Clark v. People of State
Court | Supreme Court of Illinois |
Writing for the Court | WILSON |
Citation | 1833 WL 2696,1 Scam. 117,2 Ill. 117 |
Parties | REUBEN CLARK, plaintiff in error,v.THE PEOPLE OF THE STATE OF ILLINOIS, defendants in error. |
Decision Date | 31 December 1833 |
1 Scam. 117
2 Ill. 117
1833 WL 2696 (Ill.)
REUBEN CLARK, plaintiff in error,
v.
THE PEOPLE OF THE STATE OF ILLINOIS, defendants in error.
Supreme Court of Illinois.
December Term, 1833.
THIS action was tried at the March term, 1833, of the Hamilton Circuit Court, before the Hon. Thomas C. Browne.
The jury returned a verdict of guilty against Reuben Clark, the plaintiff in error, and the Court gave sentence that he should be imprisoned in the county jail three weeks, pay a fine of $360 and the costs of the prosecution, and that he should be publicly whipped thirty-nine lashes on his bare back.
The errors assigned are:
1. The refusal of the Court to grant a change of venue.
2. The refusal of the Court to quash the indictment.
WALTER B. SCATES, for the plaintiff in error, made the following points, and cited the annexed authorities:
1. The indictment does not charge the crime to have been committed with a felonious intent.
2. It does not state the value of the property burned.

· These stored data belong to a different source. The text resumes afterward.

PR #10769, opened 2021-09-03
DPP-577 bad migration

rautenrieth-da:
DO NOT MERGE

This is to show that the compatibility tests would catch a broken database migration.


rautenrieth-da:
This PR served its sole purpose (showing that `PRs (compatibility_linux)` would fail). Closing.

3. There is error in the judgment of the Court in overruling the defendant's motion for a change of venue.
At common law the venue must be laid where the offense was committed. 1 Chit. C. L. 177, 178; 4 Blac. Com. 303. And at common law the venue was matter of substance. 1 Chit. C. L. 177. And so strict was the law in this respect, that where an offense was commenced in one county and consummated in another, it could be tried in neither (except some crimes, as larceny in some cases). 1 Chit. C. L. 178; 4 Blac. Com. 303.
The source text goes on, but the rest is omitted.